(Problem description):
Read the entries that follow and give each one again precisely.

(Materials provided):
PR #529, opened 2024-10-16
fix(avatar): DP-113524 avatar icon not reactive

ninamarina:
# Fix avatar icon not displaying when transferring the call

- [x] Fix
- [ ] Feature
- [ ] Performance Improvement
- [ ] Refactor

## :book: Jira Ticket
[DP-113524]

## :book: Description
The problem is that `$slots` (and `$scopedSlots`) is not reactive. That is explained here: https://github.com/vuejs/vue/issues/3517
So in this case, initially the slot was undefined, but then when transferring the call to an external it was defined, but the computed `isIconType` would not reevaluate. 
Changing the computed to a method makes it work as expected.

## :pencil: Checklist

For all PRs:

For all Vue changes:

## :crystal_ball: Next Steps
- Add changes to vue 3

### Before

call-2

### After

call

[DP-113524]: https://dialpad.atlassian.net/browse/DP-113524?atlOrigin=eyJpIjoiNWRkNTljNzYxNjVmNDY3MDlhMDU5Y2ZhYzA5YTRkZjUiLCJwIjoiZ2l0aHViLWNvbS1KU1cifQ

### DIFF
--- a/packages/dialtone-vue2/recipes/item_layout/contact_info/contact_info.vue
+++ b/packages/dialtone-vue2/recipes/item_layout/contact_info/contact_info.vue
@@ -28,7 +28,6 @@
             image-alt=""
             :overlay-text="avatar.text"
             :avatar-class="[{ 'd-mln24': index > 0, 'd-bc-brand': !!avatar.halo }]"
-            :show-icon="showAvatarIcon"
           >
             <template
               #icon="{ iconSize }"
@@ -56,7 +55,6 @@
           :seed="avatarSeed"
           :color="avatarColor"
           :presence="presence"
-          :show-icon="showAvatarIcon"
         >
           <template
             #icon="{ iconSize }"
@@ -216,14 +214,6 @@ export default {
     avatarList: {
       type: Array,
       default: null,
-    },
-
-    /**
-     * Show avatar icon
-     */
-    showAvatarIcon: {
-      type: Boolean,
-      default: false,
     },
   },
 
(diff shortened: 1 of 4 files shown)


packages/dialtone-vue2/recipes/item_layout/contact_info/contact_info.vue
```diff
@@ -28,13 +28,13 @@
...
             :overlay-text="avatar.text"
             :avatar-class="[{ 'd-mln24': index > 0, 'd-bc-brand': !!avatar.halo }]"
+            :show-icon="showAvatarIcon"
           >
             <template
               #icon="{ iconSize }"
             >
               <!-- @slot Slot for avatar icon in a list -->
               <slot
-                v-if="hasAvatarIcon"
```
braddialpad, line 37: If I'm not mistaken, all we have to do is remove this condition and everything works correctly right?

braddialpad (changes requested):

packages/dialtone-vue2/recipes/item_layout/contact_info/contact_info.vue
ninamarina: No,  `isIconType` in the avatar component would still not be reactive

braddialpad: What we can do is change isIconType from a computed to a function

```
v-else-if="isIconType()"

...

methods: {
    isIconType () {
      return this.$scopedSlots.icon && this.$scopedSlots.icon();
    },
```

I tested this to make sure it works and it seems to.

before:


after:


When you call a method in a template like this it is called "every time" the component is updated, so it's less efficient than a computed property however it works great for cases like this.

PS: Don't reply if you're sick 😁

ninamarina: great, will try this tomorrow if I feel better, thank you!

braddialpad (approved):
Looks great thanks!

(Answer to the exercise):
PR #529, opened 2024-10-16
fix(avatar): DP-113524 avatar icon not reactive

ninamarina:
# Fix avatar icon not displaying when transferring the call

- [x] Fix
- [ ] Feature
- [ ] Performance Improvement
- [ ] Refactor

## :book: Jira Ticket
[DP-113524]

## :book: Description
The problem is that `$slots` (and `$scopedSlots`) is not reactive. That is explained here: https://github.com/vuejs/vue/issues/3517
So in this case, initially the slot was undefined, but then when transferring the call to an external it was defined, but the computed `isIconType` would not reevaluate. 
Changing the computed to a method makes it work as expected.

## :pencil: Checklist

For all PRs:

For all Vue changes:

## :crystal_ball: Next Steps
- Add changes to vue 3

### Before

call-2

### After

call

[DP-113524]: https://dialpad.atlassian.net/browse/DP-113524?atlOrigin=eyJpIjoiNWRkNTljNzYxNjVmNDY3MDlhMDU5Y2ZhYzA5YTRkZjUiLCJwIjoiZ2l0aHViLWNvbS1KU1cifQ

### DIFF
--- a/packages/dialtone-vue2/recipes/item_layout/contact_info/contact_info.vue
+++ b/packages/dialtone-vue2/recipes/item_layout/contact_info/contact_info.vue
@@ -28,7 +28,6 @@
             image-alt=""
             :overlay-text="avatar.text"
             :avatar-class="[{ 'd-mln24': index > 0, 'd-bc-brand': !!avatar.halo }]"
-            :show-icon="showAvatarIcon"
           >
             <template
               #icon="{ iconSize }"
@@ -56,7 +55,6 @@
           :seed="avatarSeed"
           :color="avatarColor"
           :presence="presence"
-          :show-icon="showAvatarIcon"
         >
           <template
             #icon="{ iconSize }"
@@ -216,14 +214,6 @@ export default {
     avatarList: {
       type: Array,
       default: null,
-    },
-
-    /**
-     * Show avatar icon
-     */
-    showAvatarIcon: {
-      type: Boolean,
-      default: false,
     },
   },
 
(diff shortened: 1 of 4 files shown)


packages/dialtone-vue2/recipes/item_layout/contact_info/contact_info.vue
```diff
@@ -28,13 +28,13 @@
...
             :overlay-text="avatar.text"
             :avatar-class="[{ 'd-mln24': index > 0, 'd-bc-brand': !!avatar.halo }]"
+            :show-icon="showAvatarIcon"
           >
             <template
               #icon="{ iconSize }"
             >
               <!-- @slot Slot for avatar icon in a list -->
               <slot
-                v-if="hasAvatarIcon"
```
braddialpad, line 37: If I'm not mistaken, all we have to do is remove this condition and everything works correctly right?

braddialpad (changes requested):

packages/dialtone-vue2/recipes/item_layout/contact_info/contact_info.vue
ninamarina: No,  `isIconType` in the avatar component would still not be reactive

braddialpad: What we can do is change isIconType from a computed to a function

```
v-else-if="isIconType()"

...

methods: {
    isIconType () {
      return this.$scopedSlots.icon && this.$scopedSlots.icon();
    },
```

I tested this to make sure it works and it seems to.

before:


after:


When you call a method in a template like this it is called "every time" the component is updated, so it's less efficient than a computed property however it works great for cases like this.

PS: Don't reply if you're sick 😁

ninamarina: great, will try this tomorrow if I feel better, thank you!

braddialpad (approved):
Looks great thanks!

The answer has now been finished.